Als unverzichtbare Teile eines gewöhnlichen Stundenbuches kommen zum Marien- und zum Toten-Offizium neben den Horen von Hl. Kreuz und Hl. Geist hinzu: das Kalendarium, in aller Regel am Beginn des Buches; die Sieben Bußpsalmen, gefolgt von der Heiligenlitanei und Gebeten; dem Toten-Offizium folgen so genannte Suffragien, also Fürbittgebete. Sehr häufig tritt eine kleine Anzahl von Evangelienabschnitten, die Perikopen, direkt im Anschluss an den Kalender auf: der Beginn des Johannes-Evangeliums (Joh. 1,1-14), die Verkündigung an Maria (Lk 1, 26-38), die Anbetung der Weisen aus dem Morgenland (Mt 2, 1-12) und die Erscheinung des Auferstandenen sowie die Himmelfahrt (Mk 16, 14-20). Etwas seltener findet sich, ganz oder abschnittsweise, die Passion nach Johannes


(Joh 18,1-19,38) meist im Anschluss an die anderen Perikopen, so dass den Stundengebeten eine Erzählfolge von der Fleischwerdung bis zur Passion einschließlich der Himmelfahrt vorangestellt ist.

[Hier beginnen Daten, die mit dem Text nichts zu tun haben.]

PR #1174, opened 2024-12-19
Distributed `mlx_lm.evaluate`

barronalex:
Add a distributed version of `mlx_lm.evaluate` that runs on multiple nodes and produces identical outputs.

Also fix a few bugs:
- Add masking so that changing the `batch_size` no longer affects the output 
- Fixed a bug in `loglikelihood_rolling` tasks, e.g. wiki text

```
mlx_lm.evaluate --model mlx-community/Qwen2.5-7B-Instruct-bf16 --tasks winogrande
```

On 1 M2 Ultra:
```
Acc:   0.6985003946329913
Time: 16 sec 
```
On 4 M2 Ultra:

### DIFF
--- a/llms/mlx_lm/evaluate.py
+++ b/llms/mlx_lm/evaluate.py
@@ -16,10 +16,9 @@ from lm_eval.api.model import LM
 from lm_eval.api.registry import register_model
 from tqdm import tqdm
 
+from .models.base import create_causal_mask
 from .models.cache import make_prompt_cache
 from .utils import load, stream_generate
-
-PAD = 0
 
 
 def _len_longest_common_prefix(a, b):
@@ -39,31 +38,14 @@ def _rstrip_until(s, untils):
     return s[: min(f)]
 
 
-def _pad_inputs(
-    inputs,
-    maxlen,
-    genlen=0,
-    pad_left=False,
-    pad_multiple=32,
-    truncate=False,
-):
-    # pad the prompts to the left with at least genlen tokens.
-    actual_maxlen = max(len(p) for p in inputs) + genlen
-    if actual_maxlen > maxlen:
-        if not truncate:
-            raise ValueError("Inputs are too long.")
-        else:  # drop begining
-            actual_maxlen = maxlen
-            inputs = [p[max(0, len(p) - maxlen) :] for p in inputs]
-    if pad_multiple > 0:
-        maxlen = (actual_maxlen + pad_multiple - 1) // pad_multiple
-        maxlen *= pad_multiple
-    assert PAD == 0
-    lr = np.array((1, 0) if pad_left else (0, 1))
-    return np.stack(
-        [np.pad(np.array(x, np.int32), lr * (maxlen - len(x))) for x in inputs],
+def _pad_inputs(inputs):
+    lengths = mx.array([len(x) for x in inputs])
+    maxlen = lengths.max()
+    padded = mx.stack(
+        [mx.pad(mx.array(x), (0, maxlen - len(x))) for x in inputs],
         axis=0,
     )
+    return padded, lengths
 
 
 @register_model("mlxlm")
@@ -79,28 +61,31 @@ class MLXLM(LM):
         self._model, self._tokenizer = load(path_or_hf_repo)
         self._max_tokens = max_tokens or self._tokenizer.model_max_length
 
-    def _score_fn(self, inputs, tokenize=True, step_size=32):
-        if tokenize:
-            inputs = self._tokenizer.encode(inputs)
-        inputs = _pad_inputs(inputs, self._max_tokens, truncate=False)
-        inputs = mx.array(inputs)
+    def _score_fn(self, inputs, step_size=64):
+        inputs, lengths = _pad_inputs(inputs)
         inputs, targets = inputs[..., :-1], inputs[..., 1:]
 
         cache = make_prompt_cache(self._model)
 
-        mask = targets != PAD
+        # TODO: come up with a better way to get the dtype
+        dtype = self._model.model.embed_tokens(inputs).dtype
 
         scores, is_greedy = [], []
         for i in range(0, inputs.shape[1], step_size):
-            logits = self._model(inputs[:, i : i + step_size], cache=cache)
+            inp = inputs[:, i : i + step_size]
+            T = inp.shape[1]
 
+            offset = cache[0].offset
+            mask = create_causal_mask(T, offset, lengths=lengths).astype(dtype)
+
+            logits = self._model(inp, cache=cache, mask=mask)
             log_probs = nn.log_softmax(logits.astype(mx.float32))
+
             score = mx.take_along_axis(
                 log_probs, targets[:, i : i + step_size, mx.newaxis], axis=-1
             )[..., 0]
-            ig = mask[:, i : i + step_size] * (
-                targets[:, i : i + step_size] == mx.argmax(logits, axis=-1)
-            )
+            ig = targets[:, i : i + step_size] == mx.argmax(logits, axis=-1)
+            ig = mx.where(mx.arange(T) + offset < lengths[:, None], ig, False)
 
             mx.eval(score, ig)
             mx.metal.clear_cache()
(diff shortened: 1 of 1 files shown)


ivanfioravanti:
This is great! I'm testing it with M2 Ultra + 2 M4 Max. WOW! Great job @barronalex 
When will this be reviewed and merged?

llms/mlx_lm/evaluate.py
```diff
@@ -39,31 +38,14 @@ def _rstrip_until(s, untils):
...
-    if pad_multiple > 0:
-        maxlen = (actual_maxlen + pad_multiple - 1) // pad_multiple
-        maxlen *= pad_multiple
-    assert PAD == 0
-    lr = np.array((1, 0) if pad_left else (0, 1))
-    return np.stack(
-        [np.pad(np.array(x, np.int32), lr * (maxlen - len(x))) for x in inputs],
+def _pad_inputs(inputs):
+    lengths = mx.array([len(x) for x in inputs])
+    maxlen = lengths.max()
```
awni, line 43: I would avoid doing small computations like this which require just a couple kernel launches + a graph eval in MLX. It will be like 100x (or more) faster to do:

```python
maxlen = max(len(x) for x in inputs)
```

llms/mlx_lm/evaluate.py
```diff
@@ -79,28 +61,31 @@ def __init__(
...
+        dtype = self._model.model.embed_tokens(inputs).dtype
 
         scores, is_greedy = [], []
         for i in range(0, inputs.shape[1], step_size):
-            logits = self._model(inputs[:, i : i + step_size], cache=cache)
+            inp = inputs[:, i : i + step_size]
+            T = inp.shape[1]
+
+            offset = cache[0].offset
+            mask = create_causal_mask(T, offset, lengths=lengths).astype(dtype)
```
awni, line 79: I think a nicer solution might be to allow boolean masks in our SDPA. It's a really easy mistake to make the mask the wrong type and get inadvertent up-casting. If you send a bool instead it will always cast to the right type. (Just making a comment for later). It will also use a lot less memory for large contexts.

llms/mlx_lm/evaluate.py
```diff
@@ -39,31 +38,14 @@ def _rstrip_until(s, untils):
...
-        maxlen *= pad_multiple
-    assert PAD == 0
-    lr = np.array((1, 0) if pad_left else (0, 1))
-    return np.stack(
-        [np.pad(np.array(x, np.int32), lr * (maxlen - len(x))) for x in inputs],
+def _pad_inputs(inputs):
+    lengths = mx.array([len(x) for x in inputs])
+    maxlen = lengths.max()
+    padded = mx.stack(
+        [mx.pad(mx.array(x), (0, maxlen - len(x))) for x in inputs],
```
awni, line 45: I'd probably also do this in Python.. but it's minor since `padded` goes into the main graph.

```suggestion
    padded = mx.array([x + [0] * (maxlen - len(x)) for x in inputs])
```

llms/mlx_lm/evaluate.py
```diff
@@ -111,37 +96,26 @@ def _score_fn(self, inputs, tokenize=True, step_size=32):
...
+            scores, length, is_greedy = self._score_fn(batch)
             for j in range(len(batch)):
-                if sorted_spans is None:  # full sequence score
-                    mask = mx.arange(scores[j].shape[-1]) < length
-                    score = (scores[j].astype(mx.float32) * mask).sum(axis=-1)
-                    ig = (is_greedy[j].astype(mx.int32) * mask).sum(axis=-1)
+                if score_spans is None:  # full sequence score
+                    l = length[j].item()
+                    score = scores[j][:l].astype(mx.float32).sum()
+                    ig = is_greedy[j][:l].astype(mx.int32).sum()
```
awni, line 110: It's not really necessary to cast this here since `mx.array([False, True]).sum()` has type `mx.int32`

llms/mlx_lm/evaluate.py
```diff
@@ -111,37 +96,26 @@ def _score_fn(self, inputs, tokenize=True, step_size=32):
...
                 else:  # subsequence score
-                    start, end = sorted_spans[i + j]
+                    start, end = score_spans[i + j]
                     score = scores[j][start:end].astype(mx.float32).sum()
                     ig = is_greedy[j][start:end].astype(mx.int32).sum()
```
awni, line 114: Same for the cast to `int32` here.

llms/mlx_lm/evaluate.py
```diff
@@ -111,37 +96,26 @@ def _score_fn(self, inputs, tokenize=True, step_size=32):
...
 
+    def _loglikelihood(self, texts, score_spans=None):
         results = []
-        for i in tqdm(range(0, len(sorted_inputs), self._batch_size)):
-            batch = sorted_inputs[i : i + self._batch_size]
-            scores, length, is_greedy = self._score_fn(batch, tokenize=tokenize)
+        for i in tqdm(range(0, len(texts), self._batch_size)):
+            batch = texts[i : i + self._batch_size]
+            scores, length, is_greedy = self._score_fn(batch)
             for j in range(len(batch)):
```
awni, line 106: It's probably over optimization.. but having a bunch of evals in a loop like this is not such a good pattern. It hits latency really hard. Especially things like:

```
for i in range(len(lengths)):
  l = lengths[i].item()
```

Which does a kernel launch for the scatter + full GPU synch at each iteration. 

I know it probably will make little to no difference in runtime since this isn't the bottleneck, but perhaps still good to change it to set a good example.

awni: One way to do it would be:
- have a mask making function which takes `start_offset = mx.array, end_offset = mx.array` and makes the mask.
-  Then multiply `scores` and `is_greedy` by the mask. 
- Then sum along the time axis.
-  Then eval everything in one shot `mx.eval(scores, is_greedy)`
- Then convert them all to lists, zip and return

awni: Although it looks like keeping them as `mx.array` could be useful rather than converting back and forth here and at L205

llms/mlx_lm/evaluate.py
```diff
@@ -209,13 +183,45 @@ def loglikelihood(self, requests) -> list[tuple[float, bool]]:
...
+        # sort by length to get batches with little padding.
+        sorted_indices = sorted(range(len(shortened)), key=lambda i: -len(shortened[i]))
+        shortened = [shortened[i] for i in sorted_indices]
+        completion_spans = [completion_spans[i] for i in sorted_indices]
+
+        group = mx.distributed.init() if mx.distributed.is_available() else None
+        if group is not None:
+            # split strided so we have approximately the same lengths on each node
+            shortened = shortened[group.rank() :: group.size()]
+            completion_spans = completion_spans[group.rank() :: group.size()]
```
awni, line 197: You don't necessarily need to check `is_available()`. If it's not available then `rank = 0` and `size = 1` and everything should work fine. So you can avoid needing to condition code on `group is not None`.

ivanfioravanti:
Any news on this PR? It would be great to speed up some distributed evals on DeepSeek R1 😜

barronalex:
That’s awesome! I’ll get it in later today.

barronalex:
@awni thanks for the comments! I think this is good to merge now.

llms/mlx_lm/evaluate.py
```diff
@@ -346,11 +361,8 @@ def main():
     )
     parser.add_argument(
         "--apply-chat-template",
```
barronalex, line 363: It was impossible to disable this before, so I've changed it to be off by default (which mirrors the `lm_eval` behavior)

awni: I'm not sure about defaulting it to off for instruct models.. it seems like you would always want this on for most models that are used regularly? Does it make sense to change this to `--ignore-chat-template` instead to be able to shut it off if needed?

awni (approved):
Looks great! Just one comment. Let me know what you think. Otherwise LGTM!

PR #1176, opened 2024-12-20
Change the eos-token argument for `mlx_lm.generate`

angeloskath:
Currently `--eos-token` is only used if the `eos_token_ids` key is not set in the model config. As a result, most times it is ignored and it can't be used to neither add nor override any eos token.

Sichtbar gemacht wird das jeweilige Ziel der Andacht im Stundenbuch durch die Miniaturen, die die einzelnen Abschnitte einleiten und gerade wegen ihrer Eigenständigkeit als konstitutiver Bestandteil den Text ergänzen und die Gedanken des Beters in eine ganz eigene, nicht selten textferne Richtung lenken, da der sichtbar gewordene Heilsgegenstand, der während des Betens betrachtet werden sollte, im Gebetstext meist nicht erwähnt wird. Bei der Vielfalt an Möglichkeiten der Zuordnung von Miniatur und Text darf ein wesentlicher praktischer Sinn der Bebilderung nicht außer Acht gelassen werden: Schon ornamentaler Buchschmuck als Initiale oder Bordüre erleichtert das Auffinden der einzelnen Texte, Bildmotive charakterisieren die Abschnitte inhaltlich und ersparen Titel, die das Mittelalter ohnehin nicht kannte, ebenso wie Rubriken. Bilder als Merkzeichen zum Auffinden einer Textstelle oder zur Veranschaulichung des geistlichen Textgehaltes stehen sinnvollerweise direkt am Textanfang, sind also Teil des Initialdekors, der die Grundlage fast des gesamten mittelalterlichen Buchschmucks bildet.